Time Series Shapelet-Based Movement Intention Detection Toward Asynchronous BCI for Stroke Rehabilitation

Abstract

Brain computer interface (BCI) systems for neurorehabilitation have received increasing attention over the past decade. These systems provide an alternative approach to restore lost motor functions in stroke patients by inducing brain plasticity. To utilize BCI systems for stroke rehabilitation, user movement intentions from electroencephalogram are used as triggers for rehabilitation tools such as electrical stimulators. A reliable movement intention detection plays a vital role in an effective rehabilitation to establish a relation between movement intentions and corresponding feedback from a rehabilitation tool. We therefore propose a novel movement intention detection algorithm based on time series shapelets.
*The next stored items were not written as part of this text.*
PR #18, opened 2017-03-20
Add Woodbury University scraper

jodizzle:
https://go.woodbury.edu/syllabus/view.aspx

Two option form.  Straightforward.

### DIFF
--- a/osp_scraper/spiders/woodbury.py
+++ b/osp_scraper/spiders/woodbury.py
@@ -1,0 +1,44 @@
+# -*- coding: utf-8 -*-
+
+import itertools
+import scrapy
+
+from ..spiders.CustomSpider import CustomSpider
+
+class WoodburySpider(CustomSpider):
+    name = "woodbury"
+    allowed_domains = ["woodbury.edu"]
+
+    def start_requests(self):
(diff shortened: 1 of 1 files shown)


osp_scraper/spiders/woodbury.py
```diff
@@ -0,0 +1,48 @@
...
+    allowed_domains = ["woodbury.edu"]
+
+    def start_requests(self):
+        start_url = "https://go.woodbury.edu/syllabus/view.aspx"
+
+        def get_years(response):
+            years = response.css('select#dYear option')
+            terms = response.css('select#dTerm option')
+            for year, term in itertools.product(years, terms):
+                dYear = year.css('option::attr(value)').extract_first()
```
HarrisonGregg: I'm not sure how much of a difference it would make practically, but on principle, I would avoid parsing the HTML over and over again like this.

jodizzle: I imagine it's a pretty small factor, but you're right.  I wasn't considering how I was extracting some of the same data over and over again.

jodizzle:
@HarrisonGregg I changed the loop in `get_years` based on your suggestion.  I also realized that `option::attr(value)` and `option::attr(text)` are always the same for this site, so that helps simplify things.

We collected a dataset of subjects performing a self-pace ankle dorsiflexion and tested the algorithm in both classification and pseudo-online detection. The classification results demonstrate that our proposed algorithm significantly outperforms six other algorithms and achieves the highest classification performance with F1-score of 0.82. For pseudo-online detection, our algorithm gains very high performance in all performance metrics with 69% True Positive Rate (TPR), 8 False Positives per minute (FPs/min), and 44 ms Detection Latency (DL). Our proposed algorithm does not only provide competitive performance to state-of-the-art algorithms in terms of TPR, but also maintain low FPs/min and DL. In addition, the DL of our proposed algorithm is low enough to induce effective brain plasticity for neurorehabilitation. These promising results enlighten the development of asynchronous BCI systems based on time series mining techniques to enhance stroke rehabilitation results.